Task statement → Write out the entries below exactly, from the first line to the one with "The CI failure here is unrelated.", both ends included.

Data in this exercise →
PR #2302, opened 2025-10-19
Save Multiline using structured changes

mvorisek:
related with #2297 and #2032

Currently only contained references (defined using `ContainsXxx`) were supported.

The goal is to migrate saving of contained data in favor unified reference saving.

After this PR any reference, stored even in different table/persistence, can be saved.


mvorisek:
linking https://github.com/atk4/data/issues/1285 here with docs for ContainsXxx

PR #1006, opened 2024-02-01
Add `setgroups` and fix `getgroups`

yujincheng08:


sunfishcode:
The CI failure here is unrelated.

The Linux setgroups syscall only operates on the current thread, which differs from the POSIX behavior of operating on the entire process, so these functions should go in `thread` rather than `process`. And the libc backend will need to use the syscall! macro rather than libc to achieve the same behavior. See the other `set_*` functions in src/thread/id.rs for examples of this.

yujincheng08:
@sunfishcode I also considered the same thing as I saw the implementation of other `set_*` of `id.rs` but the thing is i) there's no `setgroups` in POSIX; ii) in Linux it's actually setting for the whole process instead of threads.

See the following codes for testing:

```c++
#include <sys/types.h>
#include <thread>
#include <grp.h>
#include <unistd.h>
#include <stdio.h>

int main() {
    std::thread t([]() {
        gid_t gids[] = {1000, 27, 109};
        setgroups(3, gids);
    });
    t.join();
    gid_t gids[10];
    int n = getgroups(10, gids);
    for (int i = 0; i < n; i++) {
        printf("%d\n", gids[i]);
    }
    return 0;
}
```

sunfishcode:
Ah, I was mistaken about POSIX. Still, the Linux libc function sets the groups for all threads, but it appears the syscall only sets the groups for one thread. That means that in the current PR, the linux_raw backend which uses the syscall behaves differently from the libc backend which uses the libc function. Rustix does not currently have the infrastructure for setting the ids on all threads, and in the absence of such infrastructure, so we should provide the single-thread behahvior, in the `thread` module.

yujincheng08:
You are right. The syscall itself is done for the thread only. But glibc uses nptl to set for the whole process.

```c++
int main() {
  std::thread t([]() {
    gid_t gids[] = {1000, 27, 109};
    syscall(SYS_setgroups, 3, gids);
    int n = syscall(SYS_getgroups, 10, gids);
    for (int i = 0; i < n; i++) {
      printf("in thread: %d\n", gids[i]);
    }
  });
  t.join();
  gid_t gids[10];
  int n = syscall(SYS_getgroups, 10, gids);
  for (int i = 0; i < n; i++) {
    printf("in main %d\n", gids[i]);
  }
  return 0;
}
```

yujincheng08:
Modified as requested.

Also, I fixed `getgroups`:

> EINVAL size is less than the number of supplementary group IDs,
>        but is not zero.

> If size is zero, list is not modified, but the total number of supplementary group IDs for the process is returned.  This allows the caller to determine the size of a dynamically allocated list to be used in a further call to getgroups().

yujincheng08:
@sunfishcode Gentle ping.

sunfishcode:
Looks good, thanks!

Response area →
PR #2302, opened 2025-10-19
Save Multiline using structured changes

mvorisek:
related with #2297 and #2032

Currently only contained references (defined using `ContainsXxx`) were supported.

The goal is to migrate saving of contained data in favor unified reference saving.

After this PR any reference, stored even in different table/persistence, can be saved.


mvorisek:
linking https://github.com/atk4/data/issues/1285 here with docs for ContainsXxx

PR #1006, opened 2024-02-01
Add `setgroups` and fix `getgroups`

yujincheng08:


sunfishcode:
The CI failure here is unrelated.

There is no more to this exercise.